R. L. Boivin, DIII-D Team
Fusion Science and Technology | Volume 52 | Number 3 | October 2007 | Pages 367-374
Technical Paper | The Technology of Fusion Energy - Experimental Devices and Advanced Designs | doi.org/10.13182/FST07-A1515
Articles are hosted by Taylor and Francis Online.
The DIII-D National Fusion Facility has long been a center of innovation and development of diagnostics for magnetic fusion devices. The DIII-D device, a moderate size tokamak, with a high flexibility shaping coil set, neutral beam injection (NBI), electron cyclotron heating (ECH) and ion cyclotron heating (ICH), supports a very broad research program infusion science, including critical aspects related to burning plasmas expected to be encountered in ITER. This scientific program is supported by a large set of diagnostics (approximately 50), which is the product of a highly collaborative program between universities, national laboratories and industry.

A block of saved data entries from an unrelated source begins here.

Issue #9647, opened 2015-06-29
Thrasher elements overlap sticky nav


paperboyo:
Hello,

I sure hope that they can be prevented from doing that by frontend, instead of having to educate all possible thrashers/ad creators not to use ``z-index``es above certain no.

Possibly related to e.g. https://github.com/guardian/frontend/pull/9426.

Regards
Mateusz

![thrasher elements overlap sticky nav](https://cloud.githubusercontent.com/assets/6032869/8416181/da3a60a8-1e9b-11e5-9cc1-edb9f405b27a.gif)

paperboyo:
Fixed by https://github.com/guardian/frontend/pull/9656. Thanks, @Calanthe!

PR #11284, opened 2015-12-04
Fix search for ad block users

### LINKED ISSUE #10030: Sticky nav: search misbehaving
Hello,

Chrome 44, FF 39 on Win 7; AdBlock Plus default installation; IE11.

In Chrome with AdBlock active, search results are cut off after initial scrolling even one line down, like so (and there is **no way** to get them back):

search cut off chrome with adblock

With AdBlock switched off, everything works as expected.

~~In FF, with or without AdBlock Plus, one can not scroll the search results at all (e.g. to get to their pagination), instead, the content area scrolls.~~

In IE11 search bar hides under the ad after initial scroll (but otherwise everything works as expected):

search ie

Regards
Mateusz

OliverJAsh:
Fixes #10030 

A good proportion of user feedback is users who are using an ad blocker complaining that search doesn't work. It's a trivial fix.

/cc @Calanthe @uplne @paperboyo

### DIFF
--- a/static/src/javascripts/projects/common/modules/navigation/sticky.js
+++ b/static/src/javascripts/projects/common/modules/navigation/sticky.js
@@ -437,7 +437,7 @@ define([
                 // Header is not slim yet
                 this.$els.header.removeClass('l-header--is-slim');
                 this.$els.header.css({
-                    position:  'static',
+                    position:  'relative',
                     width:     '100%',
                     'margin-top': 0,
                     '-webkit-transform': 'translateY(0%)',


static/src/javascripts/projects/common/modules/navigation/sticky.js
```diff
@@ -437,7 +437,7 @@ define([
                 // Header is not slim yet
                 this.$els.header.removeClass('l-header--is-slim');
                 this.$els.header.css({
-                    position:  'static',
+                    position:  'relative',
```
OliverJAsh: The issue was that the `z-index` wasn't being applied because it is only honoured for `relative` and `absolute` positioned elements.

I noticed there were other z-indexes set by the sticky nav along with position static. I don't know what the purpose of these is, as they will not be honoured. Any ideas @Calanthe @uplne?

paperboyo:
Thanks for that, @OliverJAsh! I remember vaguely some issue around thrashers and z-indexes... Oh, yes, that (luckily, git search is working correctly ;-) ): https://github.com/guardian/frontend/issues/9647

paperboyo:
Apparently, my head doesn't, though... it was about sticky nav (which has its own share of search-related problems...) sorry...

gtrufitt:
:+1:

sndrs:
nice! :+1:

sammorrisdesign:
:+1:

static/src/javascripts/projects/common/modules/navigation/sticky.js
Calanthe: Tbh I don't remember why it is `static`. Big thanks for noticing and fixing it!

johnduffell:
ship it!

sammorrisdesign:
:+1:

sammorrisdesign:
:+1:

PR #11288, opened 2015-12-07
Temporarily remove H2 work in immersive template

sammorrisdesign-zz:
Some of this can cause pages to break and should be an option based on the chapters switch.


rich-nguyen:
:+1:

PR #11294, opened 2015-12-07
Rename membership profile CSS to manage-account

tomverran:
Do the same with the JS stripe selectors

mma was indeed too opaque for people outside of membership & subs

This is required as we're adding a tab using the same styles which is not related to membership


joelochlann:
:+1: :smile: much less cryptic, thanks

PR #11295, opened 2015-12-07
Render something when no Main Media is added to an immersive article

sammorrisdesign-zz:
Before we used to just show the loading animation forever. This renders something a little nicer and immediate.

Mobile
screen shot 2015-12-07 at 15 01 36

Desktop
screen shot 2015-12-07 at 15 01 45

### DIFF
--- a/static/src/stylesheets/module/content/_article-immersive.scss
+++ b/static/src/stylesheets/module/content/_article-immersive.scss
@@ -136,7 +136,7 @@
                 background-size: cover;
             }
     
-            .content__head--desktop {
+            &.content__head--desktop {
                 background-image: none !important;
             }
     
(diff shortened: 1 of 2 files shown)


static/src/stylesheets/module/content/_article-immersive.scss
```diff
@@ -23,10 +23,26 @@
     }
 
     .content__logo-container {
-        z-index: 2;
+        position: relative;
+        z-index: 10;
+
+        @include mq($until: desktop) {
+            background-color: rgba(0, 0, 0, .6);
```
sndrs: dose this need to be transparent? will the colour it's over change?

sammorrisdesign: @sndrs Good point, have replaced.

gtrufitt:
:+1:

PR #11296, opened 2015-12-07
Make commercial s3 root configurable

kelvin-chappell:
This makes it easier to test writing to S3 in isolation.


jbreckmckye:
:+1:

PR #11297, opened 2015-12-07
Increase the ceiling on the previous visit count sent for advert targeting

jbreckmckye:
This is a pretty simple change - rather than sending the values 1, 2, 3, 4 and '5plus', we now send the count of the user's previous visits in the format 1, 2, 3, 4, 5, '6-9', '10-15', '11-19', '20-29' and '30plus'. This will allow the Merchandising team to do some more granular ad targeting.

@Calanthe


Calanthe:
I prefer one return but it probably doesn't matter that much :+1:

PR #11298, opened 2015-12-07
Extend ad-free-web switch

jbreckmckye:
We haven't tested the ad-free experience as of yet, and it seems unlikely we'll do so before Christmas, so I've opted to extend this until the end of next January.


Calanthe:
:+1:

PR #11299, opened 2015-12-07
Add templates for use by the digital pack manage-my-account page

tomverran:
These aren't displayed yet but I am pre-merging them to cut down on the complexity of the final PR

### DIFF
--- a/identity/app/views/fragments/profile/digitalPackForm/details.scala.html
+++ b/identity/app/views/fragments/profile/digitalPackForm/details.scala.html
@@ -1,0 +1,105 @@
+<div class="is-hidden js-dig-info">
+    <ul class="details-list u-unstyled js-dig-details">
+        <li class="details-list__item">
+            <div class="fieldset__heading">
+                <h2 class="form__heading">
+                        Subscriber ID
+                </h2>
+            </div>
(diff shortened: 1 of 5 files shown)


identity/app/views/fragments/profile/digitalPackForm/details.scala.html
```diff
@@ -0,0 +1,105 @@
+<div class="is-hidden js-dig-info">
+    <ul class="details-list u-unstyled js-dig-details">
+        <li class="details-list__item">
```
joelochlann: When you have a repeated pattern like this, you can reduce the noise by putting a "micro-template" inside the same template, e.g. https://github.com/guardian/membership-frontend/blob/master/frontend/app/views/patterns/patterns.scala.html#L13-L25

joelochlann:
:+1: Looks good. Just one comment, which can be taken as a suggestion for future iterations if you want

identity/app/views/fragments/profile/digitalPackForm/details.scala.html
tomverran: ah that is nice, I will have a go at that when I next update this template

PR #11301, opened 2015-12-07
Changes to Fronts on Articles

holder-josh:
This is a near-final version which has the correct logic of which section gets which arrangement of containers. I've also added data-link-names to the containers and I've fixed some bugs.


NataliaLKB:
:+1:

Although many diagnostic systems are now routinely employed to measure a wide range of plasma parameters, such as temperature, rotation, density and current profiles, there are many areas that are inherently difficult or prohibitively expensive to diagnose. Such areas include the measurements associated with energetic ion populations or with the characterization of plasma flows in the divertor/edge area. In addition, the study of burning plasmas will require the development of new and updated techniques, which need to be developed and tested in existing devices in relevant plasma conditions.